Wednesday, December 23, 2009

What's missing from this picture?

Although I am not a member of a teachers union - either at the national, state, or local level - my wife has not taken that plunge. As such, she continues to receive the union rags that have stopped coming my way. This is fine by me, because I am often amused by the pablum that is written by these birdcage liners.
After reading the January/February 2010 edition of NEA Today, which is put out by the National Education Association, I was absolutely appalled by the article which chronicled the travails of the family you see pictured on the cover.

Meet mom Juanell, and her four children, Chassity, Chauncey, Chaddwick, and Chancellor. The article lists their many challenges: Juanell can only find part-time work at big box stores; she has four children to take care of, including 10 year-old Chaddwick, who has autism; and most challenging of all is that, as the cover story headline says, the family has dealt with homelessness.

The article goes to great pains to verbally illustrate how awful homelessness can be - for a single mother raising her four children, for being one of the four children trying to do homework in a homeless shelter, for all the family members having to experience the humility and humiliation of admitting that they are homeless and need help. It truly was heartbreaking to read what these children had to endure. The author of the article also did her best to show what strong resolve and dedication Juanell, the mother, has toward caring for her children. Says Juanell in the article,
"Nobody wants to say they're homeless. I have a big issue with pride, believe me. But I look at my little people here and say, 'Okay, if it means they're going to get what they need....'"
However, for all the detail that the article's author put into explaining the experiences and hardships faced by this homeless family, one blaring detail was totally and conspicuously missing: the Man of the House.

Where is the father? Was Juanell ever married? Did he leave? Did he ever show up? Was there a divorce or death? Is he in prison? Are the children all from the same father? Nothing was mentioned or even alluded to about the male component that was necessary for the existence of these children.

With that information being totally glossed over, the article naturally made no attempt to explain how having no father or husband in their lives contributed to the very homelessness this family was facing; no mention was made of any responsibility or poor decisions this mother may have had in her role toward making her family homeless. Making that kind of moral value judgement would totally rain down on the pity party that had been painted for the NEA Today readers to absorb.

The fact is that one of the surest ways to make yourself homeless or teeter on the edge of being homeless is to be an uneducated single mother who has lots of kids she can't afford. And the greatest tragedy of all this is what Juanell's choices can possibly do to her children.

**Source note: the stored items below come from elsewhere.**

Issue #104, opened 2026-09-13
Give every boundary requirement a permanent ID, tag every check, and fail on an uncovered requirement


bgunyel:
Part of #103. Blocked by #94 and #98.

## Problem

Nothing connects #36's requirements to the checks that are meant to verify them, so "is this requirement verified?" has no answer short of reading the whole suite, and a requirement no check names is invisible. See #103 for the audit.

## What this issue builds

The requirements file, the tagging convention, the coverage check and the `--matrix` output, and it **tags every existing check**. It adds **no behavioural checks**: the matrix it produces is the list of gaps that #105 fills.

## Decisions it enforces (numbers refer to #103)

**`.claude/hooks/requirements.md`** (Q6)
- A header stating the stability rules: IDs are never renumbered or reused; a requirement that stops being true is marked, never deleted; new requirements append. It also states the Q16 rule: a PR that fixes a hook defect appends its `GH-<n>` entry and tags the check that fails without the fix.
- One entry per requirement:
  - `id`: `US-n`, `FR-n` or `GH-<issue>[.m]` (Q7, Q13, Q14)
  - `text`
  - `from`: the issue or section it came from
  - `kind`: for `GH-` entries only; `defect-permitting`, `defect-refusing` or `doc-claim`
  - `status`: `active`, `retired: <reason>`, `superseded-by: <ID>` (Q10), or `drifted: <evidence>` (Q22)
  - `seam: none` plus `verify: runbook §n | review | tests/<file>` (Q17), when no executable seam exists
  - `direction: refuse-only | permit-only` plus a reason (Q15), when a requirement is one-sided
- **Sources:**
  - `US-1`…`US-32`: #36's user stories, **verbatim**. Superseded ones are marked, not rewritten (Q10).
  - `FR-n`: #36's Implementation Decisions (stages 0–3) and both Amendments, one FR per behaviour that can be tested on its own. Mark #36's "no new seam is introduced" and "CLAUDE.md's section is trimmed to the operative paragraph" as `drifted`, with evidence (the suite's file-reading seam around line 3006; the section is now 87 lines).
  - `GH-<n>[.m]`: #43, #44, #47, #50, #51, #58, #61, #62, #63, #68, #69, #70, #71, #72, #73, #79, #84, and every sub-issue of #36 filed on 2026-09-13 that has closed by the time this lands (#94 and #98 at least, since they block this one). #61 is `seam: none, verify: tests/<file>` (Q30).
[...]

Issue #103, opened 2026-09-13
Verify the agent boundary against a stable requirements matrix


bgunyel:
Traces: #36

## Problem

#36 specified the agent boundary in 32 user stories, a set of implementation decisions and two amendments, and all of its stage tickets have closed. The evidence that the boundary holds is `.claude/hooks/check-hooks.sh`: 499 `check` calls, green at `origin/dev-05` 750aace. Nothing connects the two. The checks are grouped by the review that found each defect, not by the requirement they establish, so "is user story 9 verified?" is answered by reading a 4,000-line file. And "the suite is green" says nothing about a requirement no check names. The suite's own header says this: "a check suite is evidence about the cases it names and about nothing else".

An audit on 2026-09-13 mapped every story, decision and amendment onto the existing checks. It found:

- **Gaps.** No check reads the refusal messages of `no-git-push.sh` or `no-pr-decisions.sh` (story 7). Most `gh issue` subcommands are unchecked (story 14). No check verifies that every registered hook is exercised. The eight `PreToolUse` timeouts are unpinned. Mutation-checking exists only as prose.
- **Live defects**, filed as sub-issues of #36:
  - #94: a push from a subdirectory of the main checkout is permitted
  - #95: every hook permits when `jq` is absent or its input is malformed
  - #96: a line long enough to outlast the 5 s timeout is permitted
  - #97: `gh release edit --draft=false` and `upload` are permitted
  - #98: the suite counts a crashed hook as ALLOW
  - #99: `baseRef: head` forks from a stale local ref
  - #100, #101, #102: documentation drift

## Goal

A **stable traceability matrix**: every requirement the boundary has accumulated has a permanent ID, and the check suite itself fails when an active requirement is not covered. Then close the gaps and add the kinds of check the suite has lacked.

## Work issues (sub-issues of this one)

1. #104: requirements file, tagging, coverage check, `--matrix`
2. #105: gap-fill
3. #106: invariance families
4. #107: mutation harness
5. #108: robustness, environment and fail-direction checks
6. #109: timing, refusal messages, configuration integrity, cross-hook consistency
7. #110: live acceptance runbook

Order and blockers are native dependency edges: W1 ← #94, #98; W2, W3, W4, W7 ← W1; W5 ← W1, #95; W6 ← W1, #96, #97.

## Decisions

Taken in a grilling session between Bertan and the assistant on 2026-09-13. Numbers are the session's question numbers, so that a child issue can cite one.

**What this work is**
[...]

Issue #98, opened 2026-09-13
check-hooks.sh reads any exit other than 2 as ALLOW: a crashed hook passes every permitting check


bgunyel:
Part of #36. Found by the requirements audit recorded in #103.

## Problem

`check-hooks.sh`'s seam-1 helpers read a hook's exit code as one bit: `if [ $rc -eq 2 ]; then got=BLOCK; else got=ALLOW; fi` (the `check` and `check_in` helpers at `origin/dev-05` 750aace; `flip` the same way). So **any** exit other than 2 counts as ALLOW: 1 from a syntax error, 127 from a missing interpreter or tool, 124 from `timeout`, or a crash partway through. A hook that is broken outright passes every ALLOW-expecting check in the suite.

The suite already knows the shape of this defect. The comment above its fixtures reads: "An unmade fixture would make `( cd "$dir" && hook )` return 1, which reads as ALLOW -- so every ALLOW-expecting check below would pass without running the hook at all." It guards that one cause, not the class.

Every committed hook exits only 0 or 2 today (audit, by reading and by running), so this finds no defect in the hooks. It is a defect in the evidence.

kind: `defect-permitting` (of the suite)

## Decisions (from the grilling recorded in #103)

- **Q20 — ALLOW means exit exactly 0.** Exit 2 is BLOCK. Any other exit is a **FAIL** of the check whatever it expected, and the failure line prints the exit code and the hook's stderr.
- Fixed before tagging (W1 of #103), so the matrix never counts a crashed hook as coverage.
- If tightening the helpers turns existing checks red, each red check is a finding. It is investigated and reported in the PR, never silenced by relaxing the helper.

## Acceptance criteria

- [ ] `check`, `check_in`, `flip` and any other helper that reads a hook's exit status apply exit 0 = ALLOW, exit 2 = BLOCK, anything else = FAIL.
- [ ] A self-test of the helper, in the manner of the suite's existing helper self-test: a fixture hook that exits 1, and one that exits 127, each fails an ALLOW expectation and a BLOCK expectation. The self-test asserts on the helper's result, not the fixture's exit code.
- [ ] The suite's header replaces the one-cause comment with the class.
- [ ] The self-test fails with the fix reverted.

## Testing decisions

Seam 1 plus a helper self-test. Literals throughout.

Blocks W1 of #103.

PR #111, opened 2026-09-15
Compare the worktree test as directories, and check it from every depth (#94)

### LINKED ISSUE #94: Linked-worktree detection compares paths as strings: a push from a subdirectory of the main checkout is permitted

## Problem

`no-git-push.sh` decides whether a command runs in a linked worktree by comparing `git rev-parse --git-dir` with `git rev-parse --git-common-dir` **as strings** (`no-git-push.sh:130-135` at `origin/dev-05` 750aace). At the root of a checkout git prints both relatively (`.git`, `.git`). Below the root, git 2.43 prints `--git-dir` as an absolute path and `--git-common-dir` as a relative one, so the two never compare equal and **the main checkout reads as a linked worktree**.

Measured in a throwaway repository on branch `feature-x`, piping `git push origin feature-x` into the committed hook:

| cwd | `--git-dir` | `--git-common-dir` | exit |
|---|---|---|---|
| repo root | `.git` | `.git` | **2** (refused) |
| `src/` | `/…/r/.git` | `../.git` | **0** (permitted) |
| `src/deep/` | `/…/r/.git` | `../../.git` | **0** (permitted) |

So an agent in the main checkout pushes any branch it likes, provided the command's working directory is below the repository root. This is the boundary's central rule (user stories 3 and 25 of #36; CONTEXT.md, *Worktree branch*: "the permission keys on where the command runs").

`no-work-on-stale-branch.sh:210-213` makes the same comparison and fails the other way: from a subdirectory of the main checkout it applies the worktree-lifecycle rules to the main checkout and can refuse an ordinary commit there.

**Why the suite is green.** `check-hooks.sh` runs every hook from `.claude/hooks` (the `check` helper, and `check_in` for its fixtures), and its context banner (around line 125) uses the same string comparison to decide which run happened. The main-checkout refusal at `no-git-push.sh:132-135` is never reached by a check: mutating it to `exit 0` leaves the suite green, from either context. Stories 2–4 are covered only when the suite happens to run in a linked worktree (95 failing mutants there, 0 from the main checkout).

kind: `defect-permitting` (push hook), `defect-refusing` (stale guard)

- **Q21 — the suite builds its own fixture repository**: a main checkout, a linked worktree made with `git worktree add`, and a subdirectory two levels deep in each. Every push-hook and stale-guard check runs in a named directory of that fixture, never in the invoker's context. The context-banner exception in the suite's header is removed: no expected verdict depends on where the suite is run. This is still seam 1 (a process, JSON on stdin, a known cwd).
- The keying stays *where the command runs*, never the branch name (CONTEXT.md, *Worktree branch*). The fix canonicalises both paths before comparing (for example `git rev-parse --path-format=absolute`, git ≥ 2.31, or resolving both through `cd … && pwd -P`); whichever is chosen, the header of each hook records why a string comparison was wrong.
- Both hooks are fixed together: one mechanism, one defect, two consumers. If the comparison moves into `lib/command-scan.sh`, it is covered by the load contract like every other `cs_*` function.

## Acceptance criteria

- [x] The fixture repository exists and every `no-git-push.sh` and `no-work-on-stale-branch.sh` check names its directory in it.
- [x] From the main checkout's root, `src/` and `src/deep/`: a push of the checked-out branch is **BLOCK** (three checks).
- [x] From the linked worktree's root, `src/` and `src/deep/`: a push naming its own branch is **ALLOW** (three checks), and a push of `main` or `dev-NN` is **BLOCK**.
- [x] From a subdirectory of the main checkout, the stale guard does not apply worktree-lifecycle rules: an ordinary commit is **ALLOW**.
- [x] Every new check fails with the fix reverted (record the mutation in the PR description).
- [x] The context banner is gone from `check-hooks.sh`, and the suite's header no longer describes an expectation that depends on context.
- [x] Each hook's header records the absolute/relative defect and the measurement above.

## Testing decisions

Seam 1 only. Expected verdicts are literals. Both directions for each location. No check derives its expectation by running the hook.

B1 blocks W1 of #103: tagging checks before they move into the fixture would tag them twice.

bgunyel:
Closes #94. Part of #36; one of the two blockers (with #98) of #104, W1 of #103.

## The defect

`no-git-push.sh` and `no-work-on-stale-branch.sh` decided "main checkout or linked worktree" by comparing `git rev-parse --git-dir` with `--git-common-dir` **as strings**. At the root of a checkout git 2.43 prints both relatively (`.git`, `.git`); below the root it prints `--git-dir` absolute and `--git-common-dir` relative (`/…/r/.git` against `../.git`), so the main checkout read as a linked worktree.

- `no-git-push.sh`, in the permitting direction: a push of the checked-out branch from the main checkout was exit 2 at the root and exit 0 from `src/` and `src/deep/`.
- `no-work-on-stale-branch.sh`, in the refusing direction: on the suite's lifecycle fixture, `git commit -m "wip"` in the main checkout was ALLOW at the root and BLOCK from `src/` and `src/deep/`.

## The fix

Both hooks resolve each path to the directory it names, `(cd -- "$1" && pwd -P)`, and compare those. `canonical_dir` is a copy in each hook rather than a `cs_*` function: the stale guard makes this comparison before it loads `lib/command-scan.sh`, so the common path of every git command costs no library load. The suite drives both copies.

`git rev-parse --path-format=absolute` gave the same answers at every depth measured, symlinked working directories included. It was rejected because git older than 2.31 echoes an unknown option as an output line, so both values would gain the same first line and differ in the second — the same defect again. Both hook headers record the measurement and this trade.

## The suite (Q21)

- The context banner, `OWN_BRANCH_PUSH` and `$CURRENT` are gone; the header no longer describes a context-dependent expectation.
- The suite builds a push fixture: a main checkout on `feature-x` (not `main`, where the reserved-branch rule would hide the defect), a linked worktree made with `git worktree add`, `src/deep/` in each, and a symlink to each. Every fixture directory, both branches and the `origin` remote are guarded, because a missing directory reads as ALLOW.
- **Every `no-git-push.sh` check names a directory in that fixture**: 180 former `check` calls, the four #68 "from main" checks and the eleven load-contract checks that used `$ON_DEV`.
- `no-work-on-stale-branch.sh` checks were already in named fixtures, one per lifecycle state; they cannot share one repository. The lifecycle fixture gains `src/deep/` in its main checkout and stale worktree, and a symlink.

New checks, as literals, both directions per location:

| where | command | verdict |
|---|---|---|
| main checkout: root, `src/`, `src/deep/` | `git push origin feature-x` | BLOCK ×3 |
| main checkout, `src/deep/` | same — refusal names the main checkout | says |
| main checkout: root, `src/`, `src/deep/` | `git fetch origin` | ALLOW ×3 |
| linked worktree: root, `src/`, `src/deep/` | `git push origin wt-branch` | ALLOW ×3 |
| linked worktree: root, `src/`, `src/deep/` | `git push origin main` / `dev-99` | BLOCK ×6 |
| through a symlink, `src/deep/` | main checkout push / worktree push | BLOCK / ALLOW |
| lifecycle main checkout: `src/`, `src/deep/`, symlink | `git commit -m "wip"` | ALLOW ×3 |
| stale worktree: `src/`, `src/deep/`, symlink | `git commit -m "wip"` | BLOCK ×3 |

## Mutations

Each run against the full suite on a fresh copy of the tree; green without a mutation (1033 checks).

| mutation | failing checks |
|---|---|
| `no-git-push.sh` back to the string comparison (the fix reverted) | 4 — main checkout `src/` and `src/deep/` BLOCK, the refusal message, the symlink BLOCK |
| `no-work-on-stale-branch.sh` back to the string comparison | 3 — main checkout `src/`, `src/deep/`, symlink ALLOW |
| `-P` dropped from `pwd`, `no-git-push.sh` | 1 — symlink BLOCK |
| `-P` dropped from `pwd`, `no-work-on-stale-branch.sh` | 1 — symlink ALLOW |
| main-checkout refusal `exit 2` → `exit 0` (the mutant #94 says survived) | 4 — main checkout BLOCK at root, `src/`, `src/deep/`, symlink |
| every directory read as the main checkout | 29 — every own-branch ALLOW, the new worktree ones included |

Before the fix, and before the symlink checks were added, the suite run from the main checkout and from a linked worktree failed the same five checks, so no verdict depends on where it is run.

## Trades, recorded

- **Not every new check fails with the fix reverted**, as the issue's acceptance criterion asks. At the root of a checkout, and anywhere in a linked worktree, the string comparison already answered correctly, so the root BLOCK, the `git fetch` ALLOWs, the nine worktree checks and the stale-worktree BLOCKs pass either way. The issue requires them anyway; they catch a fix that goes too far, as the last two mutations show.
- ~~**An unresolvable `--git-common-dir`** … no check covers it.~~ Closed in e773c6f after review: the push hook now refuses it with a message of its own, and a git shim reaches it for both hooks.
- ~~**`CDPATH`** … left unguarded.~~ Closed in e773c6f after review: `canonical_dir` empties CDPATH, which is checked by running the function itself against a decoy (not seam 1). The two copies of the function are also held identical as text.
- CONTEXT.md's *Worktree branch* entry names the comparison and sends the reader to the header for the mechanism; it is still accurate and is unchanged.


bgunyel:
## Review against #94

**Ready to merge, with one open question.** Six of the seven acceptance criteria are met. The seventh ("every new check fails with the fix reverted") can't be met as written, and the PR description says so.

### What I checked
- **The suite passes** on `34c9b19`: 1033 checks, exit 0, no failures.
- **It no longer depends on where it runs.** Run from the main checkout and from a linked worktree, the output was identical apart from temp-directory paths (Q21).
- **The mutation table.** Each mutation was run against the full suite:

| Mutation | Checks that failed | PR's claim |
|---|---|---|
| `no-git-push.sh` back to the string comparison | 4: main checkout `src/` and `src/deep/` BLOCK, the refusal message, the symlink BLOCK | 4 ✓ |
| `no-work-on-stale-branch.sh` back to the string comparison | 3: main checkout `src/`, `src/deep/` and symlink ALLOW | 3 ✓ |
| `-P` dropped from `pwd`, push hook | 1: symlink BLOCK | 1 ✓ |
| `-P` dropped from `pwd`, stale guard | 1: symlink ALLOW | 1 ✓ |
| Both hooks restored from `dev-05` | 7 | — |

Not re-run: the `exit 2` → `exit 0` mutation and "every directory read as the main checkout".

### Acceptance criteria
| # | Criterion | Verdict |
|---|---|---|
| 1 | The fixture exists; every push-hook and stale-guard check names its directory in it | ✅ with a disclosed exception. No push-hook check still uses `check` or `$ON_DEV`/`$ON_MAIN`. Some stale-guard checks still run in separate fixtures (`$NODEV`, `$WT_DIV`), because those lifecycle states can't share one repository. That's reasonable. |
| 2 | Main checkout root / `src/` / `src/deep/`: pushing the checked-out branch is BLOCK | ✅ three checks, plus a `says` on which refusal fired |
| 3 | Linked worktree root / `src/` / `src/deep/`: own branch ALLOW; `main` and `dev-NN` BLOCK | ✅ 3 ALLOW + 6 BLOCK |
| 4 | Stale guard from a subdirectory of the main checkout: an ordinary commit is ALLOW | ✅ `src/`, `src/deep/`, and through the symlink |
| 5 | Every new check fails with the fix reverted | ❌ **not met as written** (see below) |
| 6 | The context banner is gone; the header describes no context-dependent expectation | ✅ `OWN_BRANCH_PUSH` and the banner are gone. The one remaining string comparison of the two paths only prints a note about git's behaviour; it asserts nothing. |
| 7 | Each hook's header records the absolute/relative defect and the measurement | ✅ both headers, including why `--path-format=absolute` was rejected |

**On criterion 5:** with both hooks reverted, 7 of the roughly 24 new checks fail. The rest pass either way: the root BLOCK, the three `fetch` ALLOWs, the nine worktree checks, the worktree symlink ALLOW and the stale-worktree BLOCKs. The string comparison already answered those locations correctly. Criterion 3 requires those checks, so criteria 3 and 5 contradict each other. The PR's argument holds: those checks catch a fix that goes too far, and the mutation run backs that up. I suggest rewording criterion 5 in #94 to "every check the defect can affect fails with the fix reverted", rather than leaving it unticked.

### Minor points (none blocking)
1. **The refusal message can be wrong.** If `--git-common-dir` doesn't resolve, the push hook still refuses, which is the right default. But the message says "This is the main checkout, not a linked worktree", which isn't true on that path. No check reaches it.
2. **`CDPATH`.** The reasoning in the PR holds: git only prints `.git` (the form `CDPATH` affects) at the root, where both sides resolve alike. Still, `CDPATH= cd -- "$1"` would close it at no cost and remove a paragraph of justification.
3. **Two copies of `canonical_dir`.** Only the behavioural checks keep them in step; nothing checks that the text is the same. That's acceptable given the reason (the stale guard compares before it loads `lib/command-scan.sh`), but the copies could drift in ways the suite doesn't exercise.

bgunyel:
## The three minor points, addressed in e773c6f

Each point now has a check that fails without its fix. The suite passes with 1046 checks (up from 1033).

### 1. The refusal message when a path can't be resolved
`no-git-push.sh` now handles an unresolvable path separately from the main checkout:

> The repository directory git reports here could not be resolved, so whether this runs in a linked worktree cannot be judged from here.

The main-checkout message is used only when both paths resolve and are equal. The stale guard still abstains on this path.

No real repository reaches this case: if git can't find its common directory, it can't find the repository either. So the suite puts a **git shim** first on `PATH`. The shim answers `--git-common-dir` with a directory that doesn't exist and passes every other call to the real git. The suite checks that the shim fakes that one answer and nothing else. The shim's checks run where getting it wrong would change the verdict:
- **linked worktree:** a push of its own branch is BLOCK. The refusal says "could not be resolved", and does not say "This is the main checkout".
- **stale worktree:** a commit is ALLOW, meaning the guard abstains. Treating the path as a worktree would refuse it.
- **outside any repository:** a push is BLOCK with the same new message. Before this change it got the main-checkout message too.

### 2. `CDPATH`
`canonical_dir` now runs `(CDPATH= cd -- "$1" … && pwd -P)`.

No check that runs a hook can see this, for the reason the PR description gave: both halves are `.git` at the root, and below the root git never prints a path that `CDPATH` consults. So the function is checked on its own. The suite extracts it from each hook, evaluates it in a subshell with `CDPATH` pointing at a decoy that holds a `.git`, and expects the fixture's own `.git`.

The expected path comes from `readlink -f`, not `pwd -P`, so the expectation doesn't go through the mechanism under test. A fixture check first confirms that a plain `cd` really does follow the decoy there. **This is not seam 1**, and the suite says so where the check is written.

### 3. The two copies of `canonical_dir`
The copies are now held together the same way as the dev-branch derivation copied between the stale guard and `report-stale-branches.sh`:
- each hook defines the function exactly once;
- the two texts are identical;
- each matches the text pinned in the suite.

A rewording of one copy that keeps its behaviour, which is exactly what the behaviour checks can't catch, now fails the suite.

### Mutations
Each was run against the full suite on a fresh copy of the tree.

| Mutation | Failing checks |
|---|---|
| Unresolved-path check dropped, push hook | 2: shim BLOCK, and the "could not be resolved" message check |
| Unresolved-path check dropped, stale guard | 1: shim ALLOW |
| Unresolved case given the main-checkout message again | 3: the two "says" checks and the "must not say" check |
| `CDPATH=` removed, push hook | 3: copies identical, push hook text matches the pin, push hook `CDPATH` check |
| `CDPATH=` removed, stale guard | 3: copies identical, stale guard text matches the pin, stale guard `CDPATH` check |
| `[ -n "$1" ]` rewritten as `test -n "$1"` in one copy | 2: copies identical, that copy matches the pin |

### Also changed
- **PR description:** the two "Trades, recorded" bullets these points closed are struck through and point to e773c6f.
- **Hook headers:** both are updated for the new message, the shim and `CDPATH`.

### Not done
- **Criterion 5 of #94:** your suggested rewording of the acceptance criterion is left to you.
- **`make upgrade-safe`:** not run for this change.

According to Ann Coulter, who did much research concerning single parenthood for her book Guilty: Liberal "Victims" And Their Assault on America, choosing to become a single mother is a disaster for children and the country those children will populate as adults. For you Ann Coulter haters, these statistics are not her own; they are footnoted if you care to check:
Various studies have come up with slightly different numbers, but all the figures are grim. According to the Index of Leading Cultural Indicators, children from single-parent families account for 63 percent of all youth suicides, 70 percent of all teenage pregnancies, 71 percent of all adolescent chemical/substance abuse, 80 percent of all prison inmates, and 90 percent of all homeless and runaway children...

A study cited in the Village Voice produced similar numbers. It found that children brought up in single-mother homes 'are five times more likely to commit suicide, nine times more likely to drop out of high school, 10 times more likely to abuse chemical substances, 14 times more likely to commit rape (for the boys), 20 times more likely to end up in prison, and 32 times more likely to run away from home.' Single motherhood is like a farm team for future criminals and social outcasts.
This neutral oh-woe-is-they stance that the article's author took toward Juanell and her four brood did a disservice toward addressing the issue of what can be done to stop this kind of homelessness in the first place, rather than dealing with the fall-out after the fact. In my opinion, a disservice was also done with the choice of the photograph gracing the magazine's cover. The directions from the photographer or whoever was in charge of the shoot just scream at me from the image: OK, I need you all to look condescending, smug, and victimized. I love it! Stay just like that! I get enough students disrespectfully rolling their eyes at me in my classroom; I don't need the daughter on the left doing that to me in my own home.

Good Day to You, Sir


Anonymous said...

I love your blog. I first found it when you had a post about Ted Kennedy. I almost didn't read it since I thought it would glorify the awful senator.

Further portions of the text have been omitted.